START Data excerpts
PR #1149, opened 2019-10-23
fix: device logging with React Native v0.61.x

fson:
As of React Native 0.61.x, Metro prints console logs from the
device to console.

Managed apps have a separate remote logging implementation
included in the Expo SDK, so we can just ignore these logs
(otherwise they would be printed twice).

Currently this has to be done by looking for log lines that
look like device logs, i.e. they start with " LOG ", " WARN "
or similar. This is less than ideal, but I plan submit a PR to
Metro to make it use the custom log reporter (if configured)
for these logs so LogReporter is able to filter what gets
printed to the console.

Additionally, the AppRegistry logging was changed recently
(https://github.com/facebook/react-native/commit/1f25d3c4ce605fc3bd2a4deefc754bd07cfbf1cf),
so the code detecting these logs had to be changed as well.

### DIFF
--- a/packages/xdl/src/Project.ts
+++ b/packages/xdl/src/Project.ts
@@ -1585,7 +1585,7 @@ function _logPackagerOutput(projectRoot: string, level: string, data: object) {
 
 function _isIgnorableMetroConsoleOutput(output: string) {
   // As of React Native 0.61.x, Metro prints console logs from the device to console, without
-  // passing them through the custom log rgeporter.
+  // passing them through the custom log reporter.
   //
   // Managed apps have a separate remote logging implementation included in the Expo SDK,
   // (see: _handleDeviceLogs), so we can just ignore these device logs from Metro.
END Data excerpts
Repeat the entries exactly, all of them.

PR #1149, opened 2019-10-23
fix: device logging with React Native v0.61.x

fson:
As of React Native 0.61.x, Metro prints console logs from the
device to console.

Managed apps have a separate remote logging implementation
included in the Expo SDK, so we can just ignore these logs
(otherwise they would be printed twice).

Currently this has to be done by looking for log lines that
look like device logs, i.e. they start with " LOG ", " WARN "
or similar. This is less than ideal, but I plan submit a PR to
Metro to make it use the custom log reporter (if configured)
for these logs so LogReporter is able to filter what gets
printed to the console.

Additionally, the AppRegistry logging was changed recently
(https://github.com/facebook/react-native/commit/1f25d3c4ce605fc3bd2a4deefc754bd07cfbf1cf),
so the code detecting these logs had to be changed as well.

### DIFF
--- a/packages/xdl/src/Project.ts
+++ b/packages/xdl/src/Project.ts
@@ -1585,7 +1585,7 @@ function _logPackagerOutput(projectRoot: string, level: string, data: object) {
 
 function _isIgnorableMetroConsoleOutput(output: string) {
   // As of React Native 0.61.x, Metro prints console logs from the device to console, without
-  // passing them through the custom log rgeporter.
+  // passing them through the custom log reporter.
   //
   // Managed apps have a separate remote logging implementation included in the Expo SDK,
   // (see: _handleDeviceLogs), so we can just ignore these device logs from Metro.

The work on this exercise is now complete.